Ive only seen it in the pet section at mine. Its labeled for aquariums


----------



## puppyrjjkm (Aug 2, 2009)

Hmm I'll have to take a closer look next time. Is there a length of time I need to wait before adding plants? I put in the Floramax substrate yesterday (pretty cloudy) but it's cleared up nice this morning. How long, or do I need to wait before adding plants? Also which plants should I start with and when do I add the Flourish liquid fertilizer?


----------



## PewPewPew (Nov 26, 2010)

puppyrjjkm said:


> Hmm I'll have to take a closer look next time. Is there a length of time I need to wait before adding plants?

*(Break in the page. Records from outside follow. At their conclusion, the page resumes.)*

PR #3525, opened 2022-05-16
ci: cache conda envs betweeen successive builds in a day

MridulS:
Quicker turn around time for github actions. The cache is invalidated every day once (date is used in the key for the cache). It will also rerun if there is any change to setup.py.

There is a similar setup for hvplot.

### DIFF
--- a/.github/workflows/test.yaml
+++ b/.github/workflows/test.yaml
@@ -9,7 +9,7 @@ on:
   workflow_dispatch:
   schedule:
     - cron: '0 19 * * SUN'
-    
+
 env:
   CACHE_VERSION: 1
 
--- a/.github/workflows/test.yaml
+++ b/.github/workflows/test.yaml
@@ -9,6 +9,9 @@ on:
   workflow_dispatch:
   schedule:
     - cron: '0 19 * * SUN'
+    
+env:
+  CACHE_VERSION: 1
 
 jobs:
   pre_commit:
@@ -35,6 +38,13 @@ jobs:
       matrix:
         os: ['ubuntu-latest', 'macos-latest', 'windows-latest']
         python-version: [3.7, 3.8, 3.9]
+        include:
+        - os: ubuntu-latest
+          path: /usr/share/miniconda3/envs/
+        - os: macos-latest
+          path: /Users/runner/miniconda3/envs/
+        - os: windows-latest
+          path: C:\Miniconda3\envs\
         exclude:
           - os: windows-latest
             python-version: 3.8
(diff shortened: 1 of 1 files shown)


.github/workflows/test.yaml
```diff
@@ -35,6 +38,13 @@ jobs:
       matrix:
         os: ['ubuntu-latest', 'macos-latest', 'windows-latest']
         python-version: [3.7, 3.8, 3.9]
+        include:
+        - os: ubuntu-latest
+          path: /usr/share/miniconda3/envs/
+        - os: macos-latest
+          path: /Users/runner/miniconda3/envs/
+        - os: windows-latest
+          path: C:\Miniconda3\envs\
```
maximlt, line 47: I've seen that these absolute paths have been removed from the [documentation of the setup-miniconda action](https://github.com/conda-incubator/setup-miniconda). Maybe they're no longer required?

.github/workflows/test.yaml
```diff
@@ -65,7 +75,18 @@ jobs:
           channels: pyviz/label/dev,bokeh/label/dev,conda-forge,nodefaults
       - name: Fetch unshallow
         run: git fetch --prune --tags --unshallow
+      - name: Get Today's date for cache
+        run: echo "TODAY=$(date +'%Y-%m-%d')" >> $GITHUB_ENV
+      - name: conda cache
+        uses: actions/cache@v2
+        with:
+          path: ${{ matrix.path }}
+          key: ${{ runner.os }}-conda-${{ matrix.python-version }}-${{ hashFiles('setup.py') }}-${{ env.TODAY }}-${{ env.CACHE_VERSION }}
```
maximlt, line 84: It'd be nice to have the installed group extras added in the cache key, as done in hvplot:

https://github.com/holoviz/hvplot/blob/04f6dae12c449987abf69601be47c1e292e1ab3a/.github/workflows/test.yaml#L61

We may use caching for the docs workflow for instance (we sometimes trigger many docs build in a day, that could help), and need to make sure the tests key not the same as the docs key. Maybe instead of adding the extras group it'd make more sense to add a hash of the test.yaml file itself?

.github/workflows/test.yaml
```diff
@@ -65,7 +75,18 @@ jobs:
...
+          restore-keys: |
+           ${{ runner.os }}-conda-${{ matrix.python-version }}-${{ env.TODAY }}-${{ env.CACHE_VERSION }}
```
maximlt, line 86: In hvplot we had removed that, because of the different workflow types we may run in a single day.

.github/workflows/test.yaml
```diff
@@ -99,6 +121,7 @@ jobs:
         run: |
           eval "$(conda shell.bash hook)"
           conda activate test-environment
+          python -m pip install --no-deps --no-build-isolation -e .
```
maximlt, line 124: Could you move this to its own step before the `doit env_capture` step? I like to have the `doit env_capture` step super simple, that's a least one step I know is not causing any issue when I debug the CI 🙃

maximlt (changes requested):
Thanks for that! 🚀 Just a few suggestions to have caching closer to what has been set on hvplot.

philippjfr:
Thanks for this, it provided a good template. We've now implemented caching as part of a composite action: https://github.com/pyviz-dev/holoviz_tasks/tree/main/install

I put in the Floramax substrate yesterday (pretty cloudy) but it's cleared up nice this morning. How long, or do I need to wait before adding plants? Also which plants should I start with and when do I add the Flourish liquid fertilizer?


Ive never used that substrate, so as long as you've done what the directions say, I would add the plants in now, why not? 

I'd say all of them. Arrange them per their lighting needs while keeping aesthetics in mind.

Maybe wait a day or two to add in the flourish. After that, do the doseage per directions, unless the tank is VERY heavily planted. You should be golden!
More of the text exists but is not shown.